══ Exercise data
PR #186, opened 2016-08-18
Added missing localization (en_US, es_ES & de_DE) and "fixed" german

Ceddini:
I added the missing translations for the power generator (de_DE & en_US).

And while I was there I also "fixed" some german translations to make it sound better.


Assets/StreamingAssets/Data/Furniture.xml
```diff
@@ -119,12 +119,18 @@
...
-    <Height>2</Height>
+		<Name>Power Generator</Name>
+		<MovementCost>10</MovementCost>
+		<Width>2</Width>
+		<Height>2</Height>
 
-    <PowerGenerator supply="5"/>
+        <BuildingJob jobTime="0">
+        </BuildingJob>
+
```
Dormanil: You might want to change these tabs to spaces, since we decided to indent with four spaces equalling a tab.

Tranberry:
Makes me wonder is the default language/localization en_CA?

Dormanil:
It is en_US, @Tranberry.

Tranberry:
Funny that @Dormanil .

Dormanil:
I mean, that wasn't my decision. It just happened when the localization controller was implemented, even though this project originated in Canada and technically should be en_CA instead. 

Wait, quill18 lives in Northern Ontario, shouldn't it be fr_CA instead? ;)

SanteriHetekivi:
Power Generator translation implementation is already in #169, but that has no German translation.

Koljenka:
Pfadfindungs-Test can be one word (Pfadfindungstest) and i think that that looks alot nicer.

Koljenka:
and Einrichtung abbauen should something like Einrichtung entfernen

Ceddini:
@Koljenka I did that to emphasize the Test part, so that it's a lot more clearer, that this is just a Test.
But I can change those things. And I was unsure if I should change the part with "Einrichtung abbauen" because "abbauen" for me means regaining materials, while "entfernen" means just removing something. But I will change those things to make it better :D

Koljenka:
@Ceddini youve got a point with the materials but "Einrichtung abbauen" just sounds strange to me. :smiley:

Ceddini:
@Koljenka Same for me :D I will now change both things to make it better!

svmnotn:
@Ceddini here is the fix for the es_ES translation:
```
furn_power_generator=Generador eléctrico
furn_power_generator_desc=Genera electricidad de la nada. 
```

Ceddini:
@svmnotn Thanks, I will add it 😄

Ceddini:
Hey @svmnotn, could you possibly also translate these new things? Would be amazing 😄 

    furn_airlock=
    furn_airlock_desc=
    tile_Empty=
    tile_Empty_desc=
    tile_Floor=
    tile_Floor_desc=

The only way I could do it is google translator, but that would be a bad idea... 😃

Xeni91:
Well can approve of this german translation will close #256 for this.

SanteriHetekivi:
@Ceddini Now this PR is included in #169.

Ceddini:
Incorporated these changes into #169 as discussed in issue #299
════
▶ Activity
Within the records, filter for lines that contain the word "localization" and show each one.

▶ Answer below
Added missing localization (en_US, es_ES & de_DE) and "fixed" german
Makes me wonder is the default language/localization en_CA?
I mean, that wasn't my decision. It just happened when the localization controller was implemented, even though this project originated in Canada and technically should be en_CA instead. 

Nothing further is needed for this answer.